Like dogs, cats have a variety of skin glands, particularly on the paws, beneath the chin, at the corners of the

mouth, on either side of the forehead, at the base of and along the tail, and in the external ears. Cats may

deposit scents on different surfaces by scratching or rubbing against objects, and exchange scents by rubbing

against each other. Like dogs, cats will sniff one another to gather social information but, unlike dogs, will

concentrate on the head region (Turner & Bateson, 2000).


Abrantes, R. (2005). The Evolution of Social Canine Behavior. Michigan: Wakan Tanka Publishers.

Bolhuis, J. J. & Giraldeau, L. (2005). The Behavior of Animals. Mechanisms, Function, and Evolution. Oxford: Blackwell Publishing.

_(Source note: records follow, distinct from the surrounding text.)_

PR #4039, opened 2025-08-25
tetragon: Add fentry sensor

olsajiri:
Adding support for fentry sensor. The configuration mirrors kprobes at the moment, except for enforcement, which will come later.

### DIFF
--- a/pkg/sensors/tracing/generickprobe.go
+++ b/pkg/sensors/tracing/generickprobe.go
@@ -528,6 +528,7 @@ type hasMaps struct {
 	override   bool
 	sockTrack  bool
 	selector   bool
+	fentry     bool
 }
 
 // hasMapsSetup setups the has maps for the per policy maps. The per kprobe maps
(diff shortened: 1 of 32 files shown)


pkg/sensors/tracing/generickprobe.go
```diff
@@ -528,6 +528,7 @@ type hasMaps struct {
 	override   bool
 	sockTrack  bool
 	selector   bool
+	fentry     bool
```
kkourt, line 531: Can we have this as an enum type with two values: fentry and kprobe? I think it improves readability compared to a boolean.

For example, seeing:
> loadGenericKprobeSensor(args.BPFDir, args.Load, args.Maps, args.Verbose, false)

You don't really know what `false` means.

olsajiri: yep, will change, thanks

kkourt: From what I can tell, this was not changed:
> func loadGenericKprobeSensor(bpfDir string, load *program.Program, maps []*program.Map, verbose int, fentry bool) error {

kkourt (approved):

PR #4051, opened 2025-08-26
new(tetra/getevents): allow to filter events by container name regex.

### LINKED ISSUE #3451: CLI filter with container name

_No response_

To be able to do some quick things with CLI it'd be very handy to specify a container name.

There is no `jq` inside the tetragon pod, which and even having installed it one needs to figure out a filter expression and cover the types of events user is interested in also.
It's also not obvious that one can use compact output format using a pipe. It'd be easier if there was a flag.

Here is what I had to use:
```
tetra getevents --namespace foo  --pod=foo | jq 'select(.process_exec.process.pod.container.name == "bar", .process_exit.process.pod.container.name == "bar")' | tetra getevents -o compact
```
It's workable, but having a simple flag would have been nicer, of course.

_No response_

### Code of Conduct

FedeDP:
Fixes #3451

### Description
As requested by the user, allow `tetra getevents` command to filter by container name regex.

### Changelog

```release-note
new(tetra/getevents): allow to filter events by container name regex.
```


api/v1/tetragon/events.proto
```diff
@@ -80,6 +80,9 @@ message Filter {
   google.protobuf.BoolValue in_init_tree = 16;
   // Filter ancestor processes' binaries using RE2 regular expression syntax.
   repeated string ancestor_binary_regex = 17;
+  // Filter by the container name in the process.pod.container field using RE2 regular expression syntax:
+  // https://github.com/google/re2/wiki/Syntax
+  repeated string container_name = 18;
```
mtardy: nit: maybe add the `_regex` suffix like others (I see that container_id doesn't but maybe that's a better idea to be explicit)
```suggestion
  repeated string container_name_regex = 18;
```

FedeDP: Yes exactly i followed the `container_id` convention! But i agree it is better to be explicit! Going to push a commit to fix that!

FedeDP: Pushed :)

mtardy:
ah also we just "rebase and merge" so if you can squash your commits so that they look like they should be merged on top of main that would be great. Thank you!!

PR #1852, opened 2023-12-06
workflows: add independent go-version for setup-go actions

mtardy:
This reverts commit https://github.com/cilium/tetragon/commit/dd5ddc26585820afd0e4b84a2675e482c8dae236.

This was a good idea but https://github.com/cilium/tetragon/pull/1748 impacts this as we no longer update the patch version in the go.mod directive. Thus the CI is running outdated Go versions.

PR #4052, opened 2025-08-26
chore(ci): rely upon `go-version-file` instead of manually embedding everywhere the go version

FedeDP:
### Description

`actions/setup-go` provides the `go-version-file` input to fetch the go version from the provided `go.mod` : https://github.com/actions/setup-go?tab=readme-ov-file#getting-go-version-from-the-gomod-file

IMHO it is better to rely upon it than to embed everywhere the go version string since it is less error prone (even if the go version is automatically bumped in our case).


.github/workflows/gotests.yml
```diff
@@ -103,17 +102,15 @@ jobs:
...
-      with:
-        # renovate: datasource=golang-version depName=go
-        go-version: '1.25.0'
-
     - name: Checkout code
       uses: actions/checkout@11bd71901bbe5b1630ceea73d27597364c9af683 # v4.2.2
       with:
         path: go/src/github.com/cilium/tetragon/
 
+    - name: Install Go
```
FedeDP, line 110: Moved **after** repo checkout otherwise `go.mod` is not present.

.github/workflows/windows-build-smoke-test.yml
```diff
@@ -137,15 +137,15 @@ jobs:
...
-        uses: actions/setup-go@d35c59abb061a4a6fb18e82ac0862c26744d6ab5 # v5.5.0
-        with:
-          go-version: '1.24.2'
-
       - name: Checkout
         uses: actions/checkout@11bd71901bbe5b1630ceea73d27597364c9af683 # v4.2.2
         with:
           path: go/src/github.com/cilium/tetragon/
+
+      - name: Install Go
```
FedeDP, line 145: Same as above: moved **after** checkout. Also, bumped to use latest go version instead of 1.24.2.

mtardy:
So we did that and we already reverted it, I would need to find out why and if it still applies

mtardy:
ah this is the reason https://github.com/cilium/tetragon/pull/1852. We don't usually bump our main Go version (for reasons, you should find details in the commits history) with patch release (while we bump the toolchain) but we want the CI to be up to date.

.github/workflows/gotests.yml
mtardy: usually doing this is a best practice for cache reasons, maybe you can put that in a separate commit and merge it?

FedeDP:
Oh sorry, had a quick look at the blame but didn't notice that we already did that.
It makes sense, let me close this one then! Sorry for the noise!

.github/workflows/gotests.yml
FedeDP: I will!

mtardy:
> Oh sorry, had a quick look at the blame but didn't notice that we already did that. It makes sense, let me close this one then! Sorry for the noise!

ah no problem, love the energy especially when it's targeted toward CI and this one is not easy to see why we didn't do that in the first place! Really no prob, keep proposing stuff on things you might see 🤗!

Bradshaw, J. W. S. & Nott, H. M. R. (1995). Social and communication behavior of companion dogs. In J. Serpell, The Domestic Dog (pp. 115-130). Cambridge: Cambridge University Press.

Beaver, B. V. (2003). Feline Behavior, A Guide for Veterinarians. Missouri: Saunders.

Houpt, K. A. (2011). Domestic Animal Behavior for Veterinarians and Behavior Scientists. Iowa: John Wiley & Sons, Inc.

Overall, K. L. (1997). Clinical Behavioral Medecine for Small Animals. Missouri: Mosby.

Siniscalchi, M.,  d’Ingeo, S., Minunno, M., & Quaranta, A. (2018). Communication in dogs. Animals (Basel) 8(8), 131.

Turner, D. C. & Bateson, P. (2000). The Domestic Cat: The biology of its behavior. Cambridge: Cambridge University Press.

Yin, S. & McCowan, B. (2004). Barking in domestic dogs: context specificity and individual identification. Animal Behaviour 68 , 343-355.